Context The Democratic Republic of Congo runs a dual‑currency economy where the US dollar dominates mining royalties, cross‑border trade and daily purchases despite the official franc. Years of weak confidence in the franc, rooted in past hyperinflation, have pushed over 100 million people to rely on cash dollars. Mining firms such as Glencore (GLEN.L), Freeport‑McMoRan (FCX) and CMOC (603993.SS) extract copper and cobalt, earning nearly all revenue in dollars that often enter the country as physical notes before leaking out of the regulated sector.
Key Facts The central bank announced the ban on April 9 2027, prohibiting individuals and businesses from making or receiving cash payments in foreign currencies. Governor André Wameso said the policy is essential to returning “billions of dollars in annual cash inflows” to formal control, noting that banks currently retain only a fraction of the dollars they receive in cash. Cash remains the dominant payment method for more than 100 million Congolese, underscoring the scale of the informal sector that handles roughly 70 % of economic activity. Market data shows Glencore’s market cap near $62 B, Freeport‑McMoRan’s around $48 B and CMOC’s about $28 B. Copper trades at $4.20 per pound, up 1.8 % year‑to‑date, while cobalt sits at $30 per pound, down 4.2 % year‑to‑date. The DRC’s GDP is estimated at $62 B.

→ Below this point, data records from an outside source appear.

PR #3293, opened 2024-05-15
vita3k/packages: Handle fs errors when installing pkg

ihopeitdoes:
- Fixes possible crash when installing pkg to disk with low storage space.
- I'm aware of **decrypt_fself()** in **sce_utils.cpp** which has a similar problem, which also seems to be very optimistic about it's file operations. I'll get to it eventually.
- Feel free to nitpick, I don't know if my "fix" is really the best solution, I kind of just went off what was already there.

Consideration:
- Update lang "*pkg_install/failed_install_package*" message to mention something along the lines of "check if there is enough storage space as well"


vita3k/packages/src/pkg.cpp
```diff
@@ -271,9 +271,25 @@ bool install_pkg(const fs::path &pkg_path, EmuEnvState &emuenv, std::string &p_z
         LOG_INFO(string_name);
 
         if ((byte_swap(entry.type) & 0xFF) == 4 || (byte_swap(entry.type) & 0xFF) == 18) { // Directory
-            fs::create_directories(path / string_name);
+            if (!fs::create_directories(path / string_name)) {
+                LOG_ERROR("Failed to create directory");
+                evp_cleanup();
+                return false;
```
Macdu, line 277: fs::create_directories will return false if the directory already exists, we may want to be a bit careful with this (for update I wouldn't be surprised if this happens).

ihopeitdoes: Good point. There's an overload of the function that gives an error code that can be checked instead.

Macdu:
While using the non-throwing version, you also changed the call from `fs::create_directories` to `fs::create_directory`. The latter will also return an error if the parent directory does not exist (while the former just creates it). I'm not entirely sure if this can happen, but is there a reason for it?

ihopeitdoes:
> While using the non-throwing version, you also changed the call from `fs::create_directories` to `fs::create_directory`. The latter will also return an error if the parent directory does not exist (while the former just creates it). I'm not entirely sure if this can happen, but is there a reason for it?

Typo, had it fixed locally forgot to push

vita3k/packages/src/pkg.cpp
```diff
@@ -359,4 +388,4 @@ bool install_pkg(const fs::path &pkg_path, EmuEnvState &emuenv, std::string &p_z
     create_license(emuenv, zRIF);
     progress_callback(100);
     return true;
-}
+}
```
nishinji, line 391: ?

Zangetsu38: Endline is removed here

PR #133, opened 2018-01-31
Spec for from_sql, and a big mock for the DB class

robacarp:
I don't know if this is the right way to go about this, as always I'm open to suggestions.

I just happened to notice that this method didn't have any express testing around it, though it is being de-facto tested every time a record is being read from the database.


faustinoaq:
Fixes #159

robacarp:
@amberframework/granite-orm-contributors this is up to date with the latest spec patterns and is ready to get review

spec/mocks/db_mock.cr
```diff
@@ -0,0 +1,89 @@
...
+    @position += 1
+    @field_position = 0
+  end
+
+  def read
+    if @position >= @values.size
+      raise "Overread"
+    end
+
+
```
eliasjpr: extra line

What It Means By forcing all foreign‑currency flows through electronic channels, the central bank gains greater oversight of hard‑currency movements, aiming to curb money‑laundering and reduce pressure on the franc. Mining companies will need to adapt their payment processes, likely increasing reliance on mobile money platforms and bank transfers. Success hinges on expanding digital payment infrastructure and rebuilding public trust in the franc amid volatile commodity prices and regional security concerns. Analysts warn that enforcement will test the central bank’s capacity in a nation where cash remains king for most of the population.
Investors will watch how quickly the DRC rolls out mobile money solutions and whether the franc stabilizes against the dollar through 2028.